Supplied data |
--------

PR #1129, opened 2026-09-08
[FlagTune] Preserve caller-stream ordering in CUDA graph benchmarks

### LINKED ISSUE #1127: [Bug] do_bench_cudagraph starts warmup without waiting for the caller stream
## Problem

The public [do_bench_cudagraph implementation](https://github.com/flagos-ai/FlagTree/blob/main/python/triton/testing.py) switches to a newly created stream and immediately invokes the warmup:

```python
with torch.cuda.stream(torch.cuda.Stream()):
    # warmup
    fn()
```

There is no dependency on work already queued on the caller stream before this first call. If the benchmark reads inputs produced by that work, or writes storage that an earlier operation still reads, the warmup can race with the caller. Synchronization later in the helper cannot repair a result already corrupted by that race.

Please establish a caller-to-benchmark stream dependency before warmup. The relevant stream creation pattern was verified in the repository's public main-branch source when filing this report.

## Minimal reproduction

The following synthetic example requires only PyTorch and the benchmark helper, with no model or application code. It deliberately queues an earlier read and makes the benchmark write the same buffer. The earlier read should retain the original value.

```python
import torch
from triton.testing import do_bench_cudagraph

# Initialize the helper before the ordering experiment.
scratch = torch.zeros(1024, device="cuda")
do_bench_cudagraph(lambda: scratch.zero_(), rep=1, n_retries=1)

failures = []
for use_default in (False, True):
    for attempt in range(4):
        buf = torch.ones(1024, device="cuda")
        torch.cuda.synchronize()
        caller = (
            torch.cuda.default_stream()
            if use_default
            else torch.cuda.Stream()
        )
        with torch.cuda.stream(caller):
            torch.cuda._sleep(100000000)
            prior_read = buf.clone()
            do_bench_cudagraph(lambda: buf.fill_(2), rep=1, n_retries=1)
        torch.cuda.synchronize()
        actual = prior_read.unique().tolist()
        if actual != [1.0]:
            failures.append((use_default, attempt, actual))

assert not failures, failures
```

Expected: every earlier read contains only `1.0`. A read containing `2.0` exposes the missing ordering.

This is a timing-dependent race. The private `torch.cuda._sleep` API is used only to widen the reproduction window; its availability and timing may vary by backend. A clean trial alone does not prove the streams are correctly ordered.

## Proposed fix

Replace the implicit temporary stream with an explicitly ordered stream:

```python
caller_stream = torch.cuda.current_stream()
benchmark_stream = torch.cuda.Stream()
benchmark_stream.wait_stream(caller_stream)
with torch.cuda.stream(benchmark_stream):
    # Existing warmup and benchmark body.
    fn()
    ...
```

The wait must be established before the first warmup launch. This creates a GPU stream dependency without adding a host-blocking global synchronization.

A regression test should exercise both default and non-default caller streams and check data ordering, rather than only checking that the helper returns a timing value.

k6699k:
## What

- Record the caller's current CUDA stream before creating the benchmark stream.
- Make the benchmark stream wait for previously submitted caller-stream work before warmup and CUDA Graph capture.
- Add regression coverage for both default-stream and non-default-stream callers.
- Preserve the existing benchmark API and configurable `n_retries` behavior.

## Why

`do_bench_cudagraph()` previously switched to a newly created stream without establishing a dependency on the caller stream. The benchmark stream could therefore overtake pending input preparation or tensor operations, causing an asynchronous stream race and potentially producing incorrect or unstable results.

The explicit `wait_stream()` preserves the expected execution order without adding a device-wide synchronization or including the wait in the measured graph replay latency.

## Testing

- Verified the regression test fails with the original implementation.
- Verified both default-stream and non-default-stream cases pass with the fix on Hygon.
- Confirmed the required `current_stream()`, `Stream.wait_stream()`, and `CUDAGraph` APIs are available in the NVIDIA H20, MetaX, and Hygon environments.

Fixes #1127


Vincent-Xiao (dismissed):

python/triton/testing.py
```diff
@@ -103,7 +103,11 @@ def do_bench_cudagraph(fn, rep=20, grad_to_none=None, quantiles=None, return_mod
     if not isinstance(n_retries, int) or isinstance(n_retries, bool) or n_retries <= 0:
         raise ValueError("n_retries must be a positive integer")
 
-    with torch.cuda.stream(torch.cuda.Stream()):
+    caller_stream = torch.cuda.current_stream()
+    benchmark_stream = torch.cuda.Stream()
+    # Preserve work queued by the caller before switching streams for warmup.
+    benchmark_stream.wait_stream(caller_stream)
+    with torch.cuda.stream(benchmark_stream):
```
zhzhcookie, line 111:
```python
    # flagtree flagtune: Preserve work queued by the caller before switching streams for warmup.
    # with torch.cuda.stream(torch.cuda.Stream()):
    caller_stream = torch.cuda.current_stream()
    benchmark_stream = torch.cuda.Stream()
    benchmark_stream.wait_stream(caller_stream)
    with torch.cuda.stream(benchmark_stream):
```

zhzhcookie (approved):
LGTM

--------

Goal of the exercise |
For this exercise, transcribe all the records exactly.

Task response |
PR #1129, opened 2026-09-08
[FlagTune] Preserve caller-stream ordering in CUDA graph benchmarks

### LINKED ISSUE #1127: [Bug] do_bench_cudagraph starts warmup without waiting for the caller stream
## Problem

The public [do_bench_cudagraph implementation](https://github.com/flagos-ai/FlagTree/blob/main/python/triton/testing.py) switches to a newly created stream and immediately invokes the warmup:

```python
with torch.cuda.stream(torch.cuda.Stream()):
    # warmup
    fn()
```

There is no dependency on work already queued on the caller stream before this first call. If the benchmark reads inputs produced by that work, or writes storage that an earlier operation still reads, the warmup can race with the caller. Synchronization later in the helper cannot repair a result already corrupted by that race.

Please establish a caller-to-benchmark stream dependency before warmup. The relevant stream creation pattern was verified in the repository's public main-branch source when filing this report.

## Minimal reproduction

The following synthetic example requires only PyTorch and the benchmark helper, with no model or application code. It deliberately queues an earlier read and makes the benchmark write the same buffer. The earlier read should retain the original value.

```python
import torch
from triton.testing import do_bench_cudagraph

# Initialize the helper before the ordering experiment.
scratch = torch.zeros(1024, device="cuda")
do_bench_cudagraph(lambda: scratch.zero_(), rep=1, n_retries=1)

failures = []
for use_default in (False, True):
    for attempt in range(4):
        buf = torch.ones(1024, device="cuda")
        torch.cuda.synchronize()
        caller = (
            torch.cuda.default_stream()
            if use_default
            else torch.cuda.Stream()
        )
        with torch.cuda.stream(caller):
            torch.cuda._sleep(100000000)
            prior_read = buf.clone()
            do_bench_cudagraph(lambda: buf.fill_(2), rep=1, n_retries=1)
        torch.cuda.synchronize()
        actual = prior_read.unique().tolist()
        if actual != [1.0]:
            failures.append((use_default, attempt, actual))

assert not failures, failures
```

Expected: every earlier read contains only `1.0`. A read containing `2.0` exposes the missing ordering.

This is a timing-dependent race. The private `torch.cuda._sleep` API is used only to widen the reproduction window; its availability and timing may vary by backend. A clean trial alone does not prove the streams are correctly ordered.

## Proposed fix

Replace the implicit temporary stream with an explicitly ordered stream:

```python
caller_stream = torch.cuda.current_stream()
benchmark_stream = torch.cuda.Stream()
benchmark_stream.wait_stream(caller_stream)
with torch.cuda.stream(benchmark_stream):
    # Existing warmup and benchmark body.
    fn()
    ...
```

The wait must be established before the first warmup launch. This creates a GPU stream dependency without adding a host-blocking global synchronization.

A regression test should exercise both default and non-default caller streams and check data ordering, rather than only checking that the helper returns a timing value.

k6699k:
## What

- Record the caller's current CUDA stream before creating the benchmark stream.
- Make the benchmark stream wait for previously submitted caller-stream work before warmup and CUDA Graph capture.
- Add regression coverage for both default-stream and non-default-stream callers.
- Preserve the existing benchmark API and configurable `n_retries` behavior.

## Why

`do_bench_cudagraph()` previously switched to a newly created stream without establishing a dependency on the caller stream. The benchmark stream could therefore overtake pending input preparation or tensor operations, causing an asynchronous stream race and potentially producing incorrect or unstable results.

The explicit `wait_stream()` preserves the expected execution order without adding a device-wide synchronization or including the wait in the measured graph replay latency.

## Testing

- Verified the regression test fails with the original implementation.
- Verified both default-stream and non-default-stream cases pass with the fix on Hygon.
- Confirmed the required `current_stream()`, `Stream.wait_stream()`, and `CUDAGraph` APIs are available in the NVIDIA H20, MetaX, and Hygon environments.

Fixes #1127


Vincent-Xiao (dismissed):

python/triton/testing.py
```diff
@@ -103,7 +103,11 @@ def do_bench_cudagraph(fn, rep=20, grad_to_none=None, quantiles=None, return_mod
     if not isinstance(n_retries, int) or isinstance(n_retries, bool) or n_retries <= 0:
         raise ValueError("n_retries must be a positive integer")
 
-    with torch.cuda.stream(torch.cuda.Stream()):
+    caller_stream = torch.cuda.current_stream()
+    benchmark_stream = torch.cuda.Stream()
+    # Preserve work queued by the caller before switching streams for warmup.
+    benchmark_stream.wait_stream(caller_stream)
+    with torch.cuda.stream(benchmark_stream):
```
zhzhcookie, line 111:
```python
    # flagtree flagtune: Preserve work queued by the caller before switching streams for warmup.
    # with torch.cuda.stream(torch.cuda.Stream()):
    caller_stream = torch.cuda.current_stream()
    benchmark_stream = torch.cuda.Stream()
    benchmark_stream.wait_stream(caller_stream)
    with torch.cuda.stream(benchmark_stream):
```

zhzhcookie (approved):
LGTM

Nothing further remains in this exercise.